In this case, however, it is difficult to control the diameter of
the droplets of the disperse phase within a certain range.
Accordingly, although a very fine particle can be produced, it is
impossible to produce a capsule having a double structure in which
an aqueous solution is encapsulated inside and the outside shell is
gel.
[0015] The above-mentioned documents suggest that a microcapsule
encapsulating a cell can be transplanted in a body so as to
function as "a micro medicine factory". For this purpose, the cell
needs to not only secrete an effective material such as insulin or
an antineoplastic agent but also be alive in the microcapsule for a
long period of time.
[0016] In order to allow the cell to be alive in the microcapsule
for a long period of time, the particle diameter of the
microcapsule is an important factor.
[0017] Specifically, in the microcapsule for encapsulating a cell,
the outside shell (gel) needs to not only endure an attack from an
immune mechanism but also release a secretion from the cell, take
nutrition necessary for the cell to keep alive, and excrete waste
products generated in the capsule.
[0018] According to the present inventors' research, when the
radius of the microcapsule is more than 150 .mu.m (diameter: 300
.mu.m), nutrition cannot be fed to the cell fixed in the center,
and waste products cannot be excreted from the cell. Consequently,
the cell dies. In contrast, if the diameter of the microcapsule is
too small, it is impossible to fix a cell inside.

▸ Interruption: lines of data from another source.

PR #416, opened 2016-05-05
AMQP-572: Always commit only in `afterCompletion`

artembilan:
JIRA: https://jira.spring.io/browse/AMQP-572

Since RabbitMQ doesn't support XA transactions and it really doesn't care about the transaction boundaries,
it doesn't matter when we call `channel.basicAck()` and `channel.txCommit()`.
Therefore any `TransactionManager` looks the same for RabbitMQ and we don't need to distinguish if we are within a local transaction or XA.

* Move `this.resourceHolder.commitAll()` in the `RabbitResourceSynchronization` to the `afterCompletion()` permanently, unconditionally.
* All test passes and now the ACK on the RabbitMQ will be done only if the commit to the DB is successful, for example.
* And it doesn't matter now if we use  XA transactions or Dave Syer's `Best Efforts 1PC pattern` with the `ChainedTransactionManager`

NOTE: There might be some breaking effect for end application if they do some "hard" work around TX synchronizations and rely on the previous behavior.
Since it is minor release, I think we can live with that and provide some workaround on demand.

### DIFF
--- a/spring-rabbit/src/main/java/org/springframework/amqp/rabbit/connection/ConnectionFactoryUtils.java
+++ b/spring-rabbit/src/main/java/org/springframework/amqp/rabbit/connection/ConnectionFactoryUtils.java
@@ -19,8 +19,6 @@ package org.springframework.amqp.rabbit.connection;
 import java.io.IOException;
 
 import org.springframework.amqp.AmqpIOException;
-import org.springframework.transaction.NoTransactionException;
-import org.springframework.transaction.interceptor.TransactionAspectSupport;
 import org.springframework.transaction.support.ResourceHolderSynchronization;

[0019] Therefore, most of microcapsules must have a diameter within
an extremely limited range.
[0020] As for microcapsules for encapsulating a cell, the diameter
distribution must be within a narrow range of 50-300 .mu.m.

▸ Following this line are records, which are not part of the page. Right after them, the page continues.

PR #417, opened 2016-05-05
AMQP-607: Don't Adjust Channel Cache Size

garyrussell:
JIRA: https://jira.spring.io/browse/AMQP-607

Listener container channels are not cached (since AMQP-275).

### DIFF
--- a/spring-rabbit/src/main/java/org/springframework/amqp/rabbit/listener/SimpleMessageListenerContainer.java
+++ b/spring-rabbit/src/main/java/org/springframework/amqp/rabbit/listener/SimpleMessageListenerContainer.java
@@ -44,8 +44,6 @@ import org.springframework.amqp.ImmediateAcknowledgeAmqpException;
 import org.springframework.amqp.core.AcknowledgeMode;
 import org.springframework.amqp.core.Message;
 import org.springframework.amqp.core.Queue;
-import org.springframework.amqp.rabbit.connection.CachingConnectionFactory;
-import org.springframework.amqp.rabbit.connection.CachingConnectionFactory.CacheMode;
 import org.springframework.amqp.rabbit.connection.ConnectionFactory;
 import org.springframework.amqp.rabbit.connection.ConnectionFactoryUtils;
 import org.springframework.amqp.rabbit.connection.ConsumerChannelRegistry;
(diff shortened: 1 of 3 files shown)


artembilan:
M-m-m.
> Listener container channels are not cached

I see this code in the `BlockingQueueConsumer`:
```
this.resourceHolder = ConnectionFactoryUtils.getTransactionalResourceHolder(this.connectionFactory, this.transactional);
this.channel = this.resourceHolder.getChannel();
```
And further I jump through several code circles into the `CachedChannelInvocationHandler`:
```
else if (methodName.equals("close")) {
	// Handle close method: don't pass the call on.
	if (CachingConnectionFactory.this.active) {
			synchronized (this.channelList) {
				if (!RabbitUtils.isPhysicalCloseRequired() &&
						(this.channelList.size() < getChannelCacheSize()
								|| this.channelList.contains(proxy))) {
						releasePermitIfNecessary(proxy);
						logicalClose((ChannelProxy) proxy);
						return null;
					}
				}
			}

			// If we get here, we're supposed to shut down.
			physicalClose();
			releasePermitIfNecessary(proxy);
			return null;
}
```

Although a conventional method in which dropping is used can
manufacture a microcapsule having a diameter within the
above-mentioned range, it is impossible to manufacture
microcapsules having a uniform diameter. Also, in a conventional
method which uses an emulsion obtained by simple stirring, it is
impossible to manufacture microcapsules having a uniform diameter
within a certain range.
[0021] Incidentally, microcapsules having a uniform particle
diameter are required in other fields such as food or cosmetic.
DISCLOSURE OF THE INVENTION
[0022] In order to solve the above-mentioned problems, according to
the present invention, there is provided a manufacturing method for
microcapsules comprising the steps of preparing an emulsion which
contains a polyelectrolyte solution as a disperse phase having a
uniform diameter, demulsifying the emulsion, and contacting the
polyelectrolyte solution as a disperse phase with a polyelectrolyte
solution having a reverse electric charge to the polyelectrolyte
solution as a disperse phase or a polyvalent ion solution at the
same time of the demulsifying step so as to form a gel layer made
of a polyelectrolyte complex around fine particles of the
polyelectrolyte solution as a disperse phase by a polyelectrolyte
reaction.
[0023] In the present invention, a polyelectrolyte solution is
turned into an emulsion which contains a disperse phase having a
uniform diameter without directly contacting the polyelectrolyte
solution with another polyelectrolyte solution having a reverse
electric charge thereto or a polyvalent ion solution, and
thereafter the emulsion is brought into contact with a
polyelectrolyte solution having a reverse electric charge or a
polyvalent ion solution. As a result of this, it is possible to
obtain microcapsules having substantially the same diameter as the
disperse phase.
[0024] In order to obtain microcapsules having a uniform diameter,
it is necessary to obtain an emulsion, the disperse phase of which
has a uniform diameter. For this purpose, preferably, the disperse
phase and the continuous phase are separated by a plate having
penetrating holes, and the disperse phase is pushed into the
continuous phase as microspheres by applying greater pressure to
the disperse phase than to the continuous phase.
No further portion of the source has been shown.